If you look at how compilers are written these days, one other thing has changed. Almost every book on compiler design, including the classics, will direct you towards separating the lexer, scanner and compiler stages using parser generators like Lex/Yacc or Flex/Bison. In practice, this isn't done anymore. If you look at modern compilers like Clang, Go or Rust, they all have hand-coded parsers that build syntax trees right out of tokens. It turns out that parser generators don't really give you that much, and only get in the way once you need to go beyond the basics.
Sure... they mentioned the fact that the TypeScript compiler barely generates code, if that's what you mean by the original function of compilers.
The architecture is completely dominated by the front end for usability and incrementality now. Generating JavaScript after all that is trivial.

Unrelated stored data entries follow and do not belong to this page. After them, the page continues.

PR #813, opened 2026-09-10
GeecsBluesky 0.78.1: stop the RunEngine loop threads tests leave behind (#812)

### LINKED ISSUE #812: GeecsBluesky test suite: a 180 s Tiled test and leaked RunEngine loops make local runs 2–4× slower than CI
## What

The full GeecsBluesky unit suite (`-m "not integration and not fake_server"`, ~800 tests) takes 6–12 minutes on a developer Mac over VPN and intermittently times out one test, while CI runs it green in ~3.5 minutes. Profiled 2026-09-10 with `pytest --durations=30 --timeout=180` (on `phase/00-one-camera-detector`, but the base branch shows the same shape — 764 passed, 1 timed out):

- **`tests/test_tiled_integration.py::test_subscribe_tiled_reachable_server_still_subscribes` took 180.59 s** — the per-test timeout — while the next-slowest test is 9 s. Its monkeypatches (`socket`, `tiled.client.from_uri`) should make it instant, so something in `subscribe_tiled` still reaches out (or spins) when a real Tiled URI is in `config.ini`.
- In earlier runs without `--durations`, the timeout landed on other tests in `tests/test_scan_request_plan.py` (`test_optimize_persists_history_to_optimization_json`, `test_trigger_profile_builds_the_controller_worker_side`) that pass alone in ~5 s; by ~50 % of the run the process carries ~40 live RunEngine loop threads (every `RunEngine()` in a test spawns one that is never closed), which is the leading suspect for the order dependence.
- `scripts/check.sh` pipes pytest output, so a slow test looks like a hang; run with `PYTHONUNBUFFERED=1` and `-v`/`--durations` to see it.

## Proposed

1. Make the Tiled test hermetic (assert the monkeypatched seam is the only one used; add a hard `timeout` marker).
2. A shared, session-scoped `RunEngine` fixture (or an autouse teardown that closes each test's loop) so threads do not accumulate.
3. `--durations=10` in `scripts/check.sh` output so regressions show up.

Context: found while landing #811 (phase 0 of #807); not caused by it.

skbarber:
## What

An autouse `tests/conftest.py` fixture that stops and joins every RunEngine event-loop thread a test leaves behind, plus `--durations=10` on the GeecsBluesky line of `scripts/check.sh`. Refs #812 (the leak is the bulk of it; a residual one-test stall is documented there and stays open).

## Why

Every `RunEngine()` a test constructs starts a daemon thread running its own asyncio loop forever (`_ensure_event_loop_running`), and nothing in bluesky stops it. The suite has 57 inline constructions across 20 files; by the midpoint of a run ~150 live loops sat idling in `select` and the whole process crawled on macOS. The symptom was misleading: a 1.4 s test (`test_tiled_integration.py::test_subscribe_tiled_reachable_server_still_subscribes`) took the full 180 s per-test timeout, and on other runs a different test did — whichever was running when the process stalled. CI on Linux ran the same suite green in 3.5 min, so it looked like "something slow on the Mac".

bluesky records loop → thread in `_ensure_event_loop_running.loop_to_thread`; the fixture snapshots it before each test and, after, stops and joins the loops that appeared. Loops created outside a test (module-level engines) are left alone.

## Measured (same Mac, same suite, `--timeout=180 --durations`)

| | before | after |
|---|---|---|
| wall | 6:24 – 12 min | **3:25** |
| result | 764–792 passed, **1 timed out** | **740 passed, 0 timeouts** |
| live threads at midpoint | ~150 | **18** |
| slowest test | 180.59 s (the timeout) | 8.96 s (a funnel parity test) |

(The "after" row was measured on `master`'s test set before this PR was retargeted to `feature/native-bluesky-plans`; the branch now carries the fix as 0.78.1 on that line.)

**Residual, kept open on #812:** with the review's drain step added and the machine's memory pressure removed (a Docker VM had the Mac at ~15 MB free pages and 8 M swap-outs), one full run on the feature branch still stalled a single funnel-parity test (`test_scan_request_plan.py::test_named_noscan_plan_matches_the_funnel`, 9 s alone) for the full 180 s: **798 passed, 1 timed out, 6:33**. Its RunEngine thread was not being scheduled at all (it did not even process `loop.stop` within 5 s — the new warning fired), and memory, Tiled, Channel Access over the VPN (8.88 s with CA at localhost vs 8.93 s over the VPN) and config-file size are each ruled out by measurement. The thread-leak fix here is independent of that residual and verified on its own (150 → 18 live threads; a clean 740-pass run in 3:25). Phase 1 of #807 deletes the funnel-parity tests wholesale.

## Scope

One concern; +34/−1 in `conftest.py`, one flag in `check.sh`, changelog + patch bump 0.78.0 → 0.78.1 (test-only change → patch, per repo convention). No facility literals. No hardware surface.

### DIFF
--- a/.github/workflows/unit-tests.yml
+++ b/.github/workflows/unit-tests.yml
@@ -77,7 +77,7 @@ jobs:
 
       - name: Run GeecsBluesky pure unit tests
         working-directory: GeecsBluesky
-        run: poetry run pytest tests -m "not integration and not fake_server" --tb=short -q
+        run: poetry run pytest tests -m "not integration and not fake_server" --tb=short -q --durations=10
 
       - name: Install GEECS-MCP dependencies
         working-directory: GEECS-MCP
--- a/GeecsBluesky/CHANGELOG.md
+++ b/GeecsBluesky/CHANGELOG.md
@@ -4,6 +4,20 @@ All notable changes to `geecs-bluesky` are documented here.
 
 Format follows [Keep a Changelog](https://keepachangelog.com/en/1.1.0/).
 
+## [0.78.1] - 2026-09-10
+
+### Fixed
+
+- **Test suite: RunEngine loop threads no longer accumulate across the run**
+  (#812). Every `RunEngine()` a test constructs starts a daemon thread running
+  its own asyncio loop forever and nothing stopped it, so by the midpoint of
+  the suite ~150 live loops were idling in `select` and the process crawled —
+  on a developer Mac a 1.4 s test took the full 180 s per-test timeout and
+  whichever test ran at that point was blamed (CI on Linux ran the same
+  suite in 3.5 min). An autouse `conftest.py` fixture now stops and joins
+  every loop a test left behind. `scripts/check.sh` prints the ten slowest
+  tests for the GeecsBluesky suite so a regression shows up as a number.
+
 ## [0.78.0] - 2026-09-09
 
 ### Added
--- a/GeecsBluesky/pyproject.toml
+++ b/GeecsBluesky/pyproject.toml
@@ -1,6 +1,6 @@
 [tool.poetry]
 name = "geecs-bluesky"
-version = "0.78.0"
+version = "0.78.1"
 description = "Bluesky / ophyd-async bridge for the GEECS control system"
 authors = ["Sam Barber <sbarber@lbl.gov>"]
 readme = "README.md"
--- a/GeecsBluesky/tests/conftest.py
+++ b/GeecsBluesky/tests/conftest.py
@@ -16,18 +16,26 @@ def pytest_collection_modifyitems(items: list[pytest.Item]) -> None:
 
 
 @pytest.fixture(autouse=True)
-def _stop_run_engine_loops_left_by_the_test():
+def _stop_run_engine_loops_left_by_the_test(request: pytest.FixtureRequest):
     """Stop the event-loop threads a test's ``RunEngine()`` instances leave behind.
 
     Every ``RunEngine()`` starts a daemon thread running its own asyncio loop
     forever; nothing in bluesky stops it, so a suite with ~60 inline
-    constructions accumulates 100+ live loops and the whole process crawls
-    (#812: a 1.4 s test taking the full 180 s timeout at the midpoint of the
-    run, on macOS).  bluesky records loop → thread in
-    ``_ensure_event_loop_running.loop_to_thread``; this stops and joins every
-    loop that appeared during the test.  Session-wide loops created before
-    the test (module-level engines) are left alone.
+    constructions (plus one per ``GeecsSession``) accumulates 100+ live loops
+    and the whole process crawls (#812: a 1.4 s test taking the full 180 s
+    timeout at the midpoint of the run, on macOS).  bluesky records
+    loop → thread in ``_ensure_event_loop_running.loop_to_thread``; this
+    stops every loop that appeared during the test, drains what it still had
+    pending (a cancelled pacer, a paused RunEngine) the way
+    ``asyncio.Runner.close`` does — so nothing is destroyed while pending and
+    no stray traceback lands after the pytest summary — then closes it.
+    Loops created before the test (module- or session-level engines) are
+    left alone.  A loop whose thread will not stop within 5 s is left
+    running, as before this fixture, and reported so the leak is visible.
     """
+    import asyncio
+    import warnings
+
     from bluesky.run_engine import _ensure_event_loop_running
 
     registry = _ensure_event_loop_running.loop_to_thread
@@ -41,5 +49,23 @@ def _stop_run_engine_loops_left_by_the_test():
             loop.call_soon_threadsafe(loop.stop)
         if thread is not None and thread.is_alive():
             thread.join(timeout=5.0)
-        if not loop.is_running() and not loop.is_closed():
-            loop.close()
+        if loop.is_running():
+            warnings.warn(
+                f"{request.node.nodeid}: a RunEngine loop thread did not stop "
+                "within 5 s and was left running (a blocking callback on the "
+                "loop?)",
+                RuntimeWarning,
+                stacklevel=1,
+            )
+            continue
+        if loop.is_closed():
+            continue
+        # Drain before closing: cancel what is still pending and let it finish
+        # cancelling (the test thread may drive a stopped loop).
+        pending = asyncio.all_tasks(loop)
+        for task in pending:
+            task.cancel()
+        if pending:
+            loop.run_until_complete(asyncio.gather(*pending, return_exceptions=True))
+        loop.run_until_complete(loop.shutdown_asyncgens())
+        loop.close()
--- a/GeecsBluesky/tests/conftest.py
+++ b/GeecsBluesky/tests/conftest.py
@@ -13,3 +13,33 @@ def pytest_collection_modifyitems(items: list[pytest.Item]) -> None:
             "timeout"
         ):
             item.add_marker(timeout)
+
+
+@pytest.fixture(autouse=True)
+def _stop_run_engine_loops_left_by_the_test():
+    """Stop the event-loop threads a test's ``RunEngine()`` instances leave behind.
+
+    Every ``RunEngine()`` starts a daemon thread running its own asyncio loop
+    forever; nothing in bluesky stops it, so a suite with ~60 inline
+    constructions accumulates 100+ live loops and the whole process crawls
+    (#812: a 1.4 s test taking the full 180 s timeout at the midpoint of the
+    run, on macOS).  bluesky records loop → thread in
+    ``_ensure_event_loop_running.loop_to_thread``; this stops and joins every
+    loop that appeared during the test.  Session-wide loops created before
+    the test (module-level engines) are left alone.
+    """
+    from bluesky.run_engine import _ensure_event_loop_running
+
+    registry = _ensure_event_loop_running.loop_to_thread
+    before = set(registry.keys())
+    yield
+    for loop in list(registry.keys()):
+        if loop in before:
+            continue
+        thread = registry.get(loop)
+        if loop.is_running():
+            loop.call_soon_threadsafe(loop.stop)
+        if thread is not None and thread.is_alive():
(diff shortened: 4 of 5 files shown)


skbarber:
## Dispositions

All three findings fixed in `acb20079` (none was a correctness failure; the reviewer found no test broken and no hang):

| Finding | Disposition |
|---|---|
| P3 — `loop.close()` destroyed pending tasks (a cancelled pacer, a paused RunEngine), printing "Task was destroyed but it is pending" after the pytest summary | **Fixed**: after the join, the fixture cancels `asyncio.all_tasks(loop)`, drives the stopped loop to completion with `gather(..., return_exceptions=True)`, runs `shutdown_asyncgens()`, then closes — the `asyncio.Runner.close` drain the reviewer pointed at. The reviewer's reproduction set (`test_pause_semantics`, `test_telemetry_group_and_t0check`, `test_pause_checkpoints`, `test_grid_and_action_plans`, `test_free_run_plan`) now runs with **0** destroyed-task lines (57 passed with the phase-0 files added). |
| P3 — `thread.join(timeout=5.0)` timing out was silent | **Fixed**: a loop whose thread is still alive after 5 s is left running (the pre-PR behaviour — the safe fail) and reported as a `RuntimeWarning` naming the test, so the leak shows up in the run output. |
| P3 — `--durations=10` made `check.sh` diverge from the CI line it mirrors | **Fixed**: the same flag on the CI step (`unit-tests.yml`), so the slowest-10 table is in the CI logs too and the "keep in sync" comment stays true. |

Reviewer's full report below.

---
# Adversarial review — PR #813 `fix/test-suite-speed` (GeecsBluesky 0.76.4)

Scope reviewed: `GeecsBluesky/tests/conftest.py` (the autouse fixture), `scripts/check.sh` (`--durations=10`), changelog + version bump. Verified against bluesky 1.15.0 (`run_engine.py:406-444` `RunEngine.__init__`, `:2839-2854` `_ensure_event_loop_running` + `loop_to_thread` WeakKeyDictionary) and ophyd-async 0.19.3 (`core/_device.py:411-425`).

The central claim holds: every `RunEngine()` registers its loop → thread in `_ensure_event_loop_running.loop_to_thread`, nothing in bluesky ever stops it, and the fixture's before/after snapshot correctly isolates loops created during a test. I found no correctness failure that breaks a test or hangs the run. Three findings survive, all P3.

## P3 — `loop.close()` destroys pending tasks; the fixture's stop races a test's own `pacer.cancel()` and any RE left non-idle

**Anchor:** `GeecsBluesky/tests/conftest.py:40-45` — `call_soon_threadsafe(loop.stop)` → `join` → `close()` with no drain step in between.

**Scenario 1 (reproduced on this branch):** `tests/ca_mock_helpers.py:60` returns a `concurrent.futures.Future` chained to the loop-side `pace()` task. A test calls `pacer.cancel()` in its `finally`; `_chain_future` schedules the loop-side `task.cancel()` via `call_soon_threadsafe`, but the fixture's `loop.stop` lands before the task processes the `CancelledError`. `loop.close()` then clears `_ready`, the task is GC'd in `cancelling` state, and asyncio logs:

```
Task was destroyed but it is pending!
task: <Task cancelling name='Task-1557' coro=<start_pacer.<locals>.pace() running at .../tests/ca_mock_helpers.py:58> ...>
```

Running `tests/test_pause_semantics.py tests/test_telemetry_group_and_t0check.py tests/test_pause_checkpoints.py tests/test_grid_and_action_plans.py tests/test_free_run_plan.py`: with the conftest → 37 passed + 1 such line on stderr at exit; with `--noconftest` → 37 passed, 0 such lines. So the message is introduced by this PR.

**Scenario 2 (probe test):** a test that returns with its RE paused (e.g. asserts `RE.state == "paused"` and never resumes/stops — the kind of test `test_pause_semantics.py` is full of) leaves `RunEngine._run()` pending. Same mechanism → `Task was destroyed but it is pending! ... coro=<RunEngine._run() ...>` plus a `TransitionError` traceback printed at GC time. The following test still passes; no hang.

**Why it matters (modestly):** the text lands on stderr at interpreter exit, after the pytest summary, where it reads like a new bug in whatever ran last — exactly the misattribution shape #812 was about. It does not fail any test (asyncio logs via `logging`, not `warnings`, so `-W error` wouldn't catch it either), which is why it is P3.

**What bluesky does instead:** its own `tests/conftest.py::RE` fixture (installed at `GeecsBluesky/.venv/.../bluesky/tests/conftest.py:16-32`) calls `RE.halt()` when the state isn't idle/panicked *before* `loop.stop`/`_th.join()`/`loop.close()`. This fixture only has loops, not engines, so the equivalent is the `asyncio.Runner.close()` drain: after the join and before `close()`, cancel `asyncio.all_tasks(loop)` and `loop.run_until_complete(gather(*tasks, return_exceptions=True))` from the test thread (legal: the loop is stopped, not closed), then `run_until_complete(loop.shutdown_asyncgens())`. ~6 lines; removes both scenarios.

**Tried to refute:** checked every `start_pacer(` site cancels in a `finally` (all 17 do, incl. `test_telemetry_group_and_t0check.py:156` → `:177`), so the race is the only path to scenario 1 — and it still fires. Checked that no test currently leaves an RE paused (no `RunEngine._run` destroyed-task lines in the real-suite run), so scenario 2 is latent, not present.

## P3 — `thread.join(timeout=5.0)` timing out is silent

**Anchor:** `GeecsBluesky/tests/conftest.py:42-45`.

If a loop's current callback blocks (a sync call made on the RE thread, a stuck mock), `loop.stop` never runs, the join burns 5 s, `loop.is_running()` stays True, and the `is_running()` guard correctly skips `close()` — so no exception, and the loop leaks exactly as pre-PR. That is the right fail-safe, but nothing reports it: a regression of the #812 kind would surface only as the per-test `--durations` creeping up, and a reader of the fixture has no signal that the 5 s branch was ever taken. A `warnings.warn(...)`/`logging.warning` when `thread.is_alive()` after the join (naming the test via `request.node.nodeid`) makes the leak visible in the run output, matching the PR's own goal of "a regression shows up as a number".

**Tried to refute:** confirmed no current test leaves a blocking callback on the loop (full-suite timing in the PR body: slowest 8.96 s, no 5 s-teardown cluster). Latent only.

## P3 — `--durations=10` makes `check.sh` diverge from the CI line it is declared to mirror

**Anchor:** `scripts/check.sh:235` vs `.github/workflows/unit-tests.yml:80` (`poetry run pytest tests -m "not integration and not fake_server" --tb=short -q`), under the header comment at `check.sh:7-11, 35` — "CI mapping (keep in sync with .github/workflows/unit-tests.yml) … when CI changes, change the runner table here in the same PR."

Outcome-neutral (display only), so this is a documentation consistency nit, not a behaviour bug: the next "keep in sync" pass has to guess whether the flag was meant to be local-only or is a CI omission. Either add it to the CI step too (a per-run slowest-10 table in CI logs is cheap and is where the Linux-vs-Mac comparison in the PR body came from) or leave a one-line comment on `check.sh:235` saying the divergence is intentional.

---

## Probed and refuted (no finding)

- **Shared/wider-scoped RunEngines.** No module-level `RunEngine(` assignments anywhere in the repo; no `scope=` fixtures in `GeecsBluesky/tests`; the only RE fixture is function-scoped (`test_action_compiler.py:103`), and the `return RunEngine(), ...` helpers (`test_shot_control.py:76`, `test_pause_checkpoints.py:218`, `test_shot_controller_writes.py:67`) are plain functions called inside tests. pytest runs autouse fixtures before other same-scope fixtures, so `before` is snapshotted before `re_and_factory` builds its RE, and higher-scoped fixtures (if any ever appear) would be set up before the snapshot and left alone, as the docstring says.
- **`GeecsSession`** constructs an RE (`geecs_bluesky/session.py:221`) — ~30 more loops per run the PR's "57 inline constructions" undercounts, but all 28 test sites are function-scoped fixtures or inline; the `runpy.run_path` startup-profile tests (`test_qserver_startup.py`) build theirs inside the test body. All correctly reaped; the docstring count ("~60") is merely low.
- **`run_coroutine_threadsafe(..., RE._loop)` after stop.** All 15 test sites and all 7 production sites (`session.py`) use an RE created in the same test. `devices/ca/oneshot.py:40` runs its own `geecs-ca-oneshot` loop outside bluesky's registry — untouched.
- **`set_bluesky_event_loop` global left pointing at a closed loop.** Only consumer in the installed stack is ophyd-async's *sync* `init_devices.__exit__` (`core/_device.py:411-420`); the repo never uses the sync form (`connect_mock`/`async with` only) and has no `get_bluesky_event_loop`/`call_in_bluesky_event_loop` callers. A future sync `with init_devices(mock=True)` without an RE in the same test would now fail deterministically (`NotConnectedError`) instead of order-dependently riding a previous test's loop — an improvement.
- **pytest-asyncio (`asyncio_mode = "auto"`).** Its loops are not in bluesky's registry; unaffected.
- **"Closes #812" with the Tiled test untouched.** `test_tiled_integration.py:140-170` patches `socket.create_connection`, `tiled.client.from_uri`, and `TiledWriter`, and uses a stub `_Engine`, so it is hermetic; the 180 s was a process stall, as the PR body says. Issue item 1 is correctly dispositioned as a symptom.
- **Background threads orphaned by the stop.** `test_operator_abort.py:64` and `test_pause_semantics.py:511` threads are daemon and the RE calls they interrupt return within the test.
- **Redundancy.** No other `loop.stop`/thread-reaping helper exists in any test tree (repo-wide grep, excluding `.venv`/`extras`); other conftests' autouse fixtures (`ImageAnalysis`, `GEECS-DataPortal`, root `tests/`, `GEECS-Console`) are config/QSettings isolation, unrelated. bluesky's own `RE` fixture is a per-fixture pattern inside its test tree, not an importable plugin — a reference (see P3 #1), not a duplicate.
- **Placement.** `GEECS-Console/tests` and `GEECS-MCP/tests` construct no `RunEngine`/`GeecsSession` (grep), so there is no second consumer to justify a shared `geecs_bluesky.testing` plugin today. The MCP CI job that runs `GeecsBluesky/tests/qs_client` (`unit-tests.yml:145`) picks this conftest up via directory ancestry; harmless (no REs there, bluesky importable in that env). No facility literals; no scan-folder surface; changelog + patch bump present.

You can imagine that during a typical program's development lifetime, 99% of the time is spent with the program in a non-working state, and 1% is when it's working. The compiler has to help with the 99% case now, not just the 1% case.
Typically langauge services are decoupled from compilers. The 1% case still dominates how compilers functions. Furthermore, typically compilers are not deamons and build systems would take care of caching etc. Do you have other examples of consolidated tooling like that? It seems like a good idea but I don't think it's the standard thing yet or that everyone thinks it's a good idea.
Yes the model of programmer workstation as envisioned by Xerox PARC and followed up by ETHZ.
Smalltalk, Interlisp-D, Mesa/Cedar at Xerox PARC, followed by Niklaus Wirth work at ETHZ with Oberon, Oberon-2, Active Oberon and Component Pascal environments.
Also the initial Ada Workstation developed as the first product from Rational Software and Eiffel development environments.
The Energize C++ environment created by Lucid after pivoting from Lisp Machines.
I doubt if Anders would remember me, but I was lucky enough to be contracted by Borland to write their first test suite for TP 4.5. It was their first object oriented language. The spec was one of the most beautiful and concise pieces of technical documentation I've ever read.